Endocrine Abstracts

Introduction: The biochemical diagnosis of acromegaly is based on elevated plasma growth hormone (GH) that fail to suppress after an oral glucose load. Elevated insulin like growth factor 1 (IGF1) supports the diagnosis. Traditionally GH level of less than 2 miliunits per litre rules out acromegaly. With advent of recent sensitive GH assays, lower levels of GH are increasingly being recognized. We describe a case of acromegaly which differed from the traditional presentation.

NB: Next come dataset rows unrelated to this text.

PR #1360, opened 2025-01-15
Honor java.net.preferIPv6Address configuration in NodeInfo

jalpan-randeri:
This commit add support for honoring the preference of selecting ipv6 over ipv4 ip address in the internal address selection

 - [Y] Git commit messages follow https://cbea.ms/git-commit/.
 - [Y] All automated tests are passing.

### DIFF
--- a/node/src/main/java/io/airlift/node/NodeInfo.java
+++ b/node/src/main/java/io/airlift/node/NodeInfo.java
@@ -31,10 +31,13 @@ import java.net.InetAddress;
 import java.net.NetworkInterface;
 import java.net.SocketException;
 import java.net.UnknownHostException;
+import java.util.ArrayList;
 import java.util.Collections;
 import java.util.List;
 import java.util.Map;
+import java.util.Optional;
 import java.util.UUID;
+import java.util.function.Function;
 
 import static com.google.common.base.MoreObjects.toStringHelper;
 import static com.google.common.base.Preconditions.checkArgument;
@@ -58,6 +61,7 @@ public class NodeInfo
     private final InetAddress bindIp;
     private final long startTime = System.currentTimeMillis();
     private final Map<String, String> annotations;
+    private static boolean preferIpv6ForTest;
 
     public NodeInfo(String environment)
     {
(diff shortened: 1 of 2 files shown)


jalpan-randeri:
@martint  can you review this ?

node/src/main/java/io/airlift/node/NodeInfo.java
```diff
@@ -58,6 +61,7 @@ public class NodeInfo
     private final InetAddress bindIp;
     private final long startTime = System.currentTimeMillis();
     private final Map<String, String> annotations;
+    private static boolean preferIpv6ForTest;
```
martint: This approach to testing is problematic.
1. It introduces non-thread-safe state in a class that is meant to be thread-safe
2. It adds mutable global state, which is harder to reason about.
3. It add testing code in the main execution path, which adds complexity and potential for things breaking.

A better way of modeling it would be to pass the preference in the constructor of this object (e.g., via the config object)

node/src/main/java/io/airlift/node/NodeInfo.java
```diff
@@ -301,13 +305,72 @@ private static String findInternalAddress(AddressSource addressSource)
...
+        // check all up network interfaces for a good v6 address
+        for (InetAddress address : goodAddresses) {
+            if (isV6Address(address)) {
+                return Optional.of(address);
+            }
+        }
+        return Optional.empty();
+    }
+
+    private static Optional<InetAddress> findLocalAddress(List<InetAddress> goodAddresses)
```
martint: Rename `goodAddresses` to `candidates`

martint (changes requested):

node/src/main/java/io/airlift/node/NodeInfo.java
jalpan-randeri: Make sense. Thank you for feedback. Fixed it

node/src/main/java/io/airlift/node/NodeInfo.java
jalpan-randeri: Fixed

node/src/main/java/io/airlift/node/NodeInfo.java
```diff
@@ -300,14 +307,59 @@ private static String findInternalAddress(AddressSource addressSource)
...
+            searchOrder.add(NodeInfo::findIpv4address);
+            searchOrder.add(NodeInfo::findIpv6address);
+        }
+
+        List<InetAddress> goodAddresses = getGoodAddresses();
+        return searchOrder.stream()                             // list of sources
+            .map(source -> source.apply(goodAddresses))         // potential results
+            .filter(Optional::isPresent)                        // select only valid results
+            .findFirst()                                        // take the first value
+            .orElse(Optional.empty())                     // we could not find any source
```
martint: These comments don't provide any more info than what can be inferred from reading the code. Remove them.

node/src/main/java/io/airlift/node/NodeInfo.java
```diff
@@ -300,14 +307,59 @@ private static String findInternalAddress(AddressSource addressSource)
...
+            .orElse(null);                                // it is most likely that this is a disconnected developer machine
```
martint, line 330: This comment is good. It provides context that is not evident from the code.

martint (commented):
A couple additional of minor comments. Otherwise, it looks good.

node/src/main/java/io/airlift/node/NodeInfo.java
jalpan-randeri: Done

node/src/main/java/io/airlift/node/NodeInfo.java
jalpan-randeri: Done

node/src/main/java/io/airlift/node/NodeConfig.java
```diff
@@ -46,6 +46,7 @@ public class NodeConfig
     private String configSpec;
     private AddressSource internalAddressSource = AddressSource.IP;
     private String annotationFile;
+    private boolean preferIpv6Address = "true".equalsIgnoreCase(System.getenv("java.net.preferIPv6Address"));
```
xkrogen, line 49: @jalpan-randeri shouldn't this be checking `System.getProperty()`, not `System.getenv()`?

node/src/main/java/io/airlift/node/NodeInfo.java
```diff
@@ -300,14 +307,59 @@ private static String findInternalAddress(AddressSource addressSource)
...
+        // check all up network interfaces for a good v6 address
+        for (InetAddress address : candidates) {
+            if (isV6Address(address)) {
+                return Optional.of(address);
+            }
+        }
+        return Optional.empty();
+    }
+
+    private static Optional<InetAddress> findLocalAddress(List<InetAddress> candidates)
```
xkrogen, line 355: @jalpan-randeri couple of comments/questions:
- Should this be called `findLocalIpv4Address`? It only looks for IPv4, right?
- `candidates` is not used in this function
- Why do we only look for an IPv4 local addr? Why not IPv6 as well (if `preferIpv6Address == true`)?

node/src/main/java/io/airlift/node/NodeInfo.java
lukasz-stec, line 367: If `InetAddress.getLocalHost` fails with `UnknownHostException` (can happen if the hostname cannot be resolved to ip), this catch will return `Optional.of(127.0.0.1)`, making the `findInternalIp` logic prefer this address over others in case of ipv4. That is incorrect behaviour as we could still detect ip based on the network interfaces. It was working like that before this change.

wendigo: Can you submit a bugfix?

lukasz-stec: Here is a try https://github.com/airlift/airlift/pull/1735. I don't know how to test it automatically, though. I tested this in a Docker container manually, and it works as expected.

PR #1366, opened 2025-01-24
Map jaxrs json parsing exceptions to 400s not 500s

grantatspothero:
Still testing not ready for review.


grantatspothero:
Approach does not work, there is no way to distinguish Jackson exceptions that happen during the JAXRS json mapping phase vs Jackson exceptions that happen during the middle of a request.

`ExceptionMapper<JacksonException>` is too broad, we need some extra context to distinguish where the jackson exception is coming from.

Case Report : 52 year old male had migraine like headaches associated with visual disturbances in the form of difficulty in focusing. These episodes happened thrice. He denied having excessive perspirations, increase in hands and feet, change of facial features, hyperosmolar or cardiac symptoms or entrapment neuropathy signs. Basal Metabolic Index 33 ( all his siblings were 'big'), blood pressure 150/80 milimetre of mercury. No macroglossia, skin tags or entrapment neuropathy signs. Facial appearance normal and proportionate hands and feet. Visual fields were full on confrontation. Routine haematology and biochemistry normal. Prolactin, gonadotrophins, testosterone and thyroid function tests were normal. IGF1 raised at 51.4 nanomol per litre and GH suppressed to l miliunit per litre on oral glucose tolerance test (OGTT). Magnetic resonance imaging (MRI) of pituitary gland showed 8milimetre diameter tumour. Cabergoline was started and three months later IGF1 was still high and tumour size did not change on MRI. GH day profile was in the range of 1.6 to 4.9 miliunits per litre. Transphenoidal adenomectomy was done in September. Post operative IGF1 30.7 nanomol per litre. Further post operative dynamic pituitary function tests awaited.

Conclusion: Highly sensitive growth hormone assays will have a significant impact on our recognition of acromegaly. GH criteria for interpretation of OGTT for diagnosis and follow up of acromegaly need to be refined. IGF1 must be measured to support the diagnosis.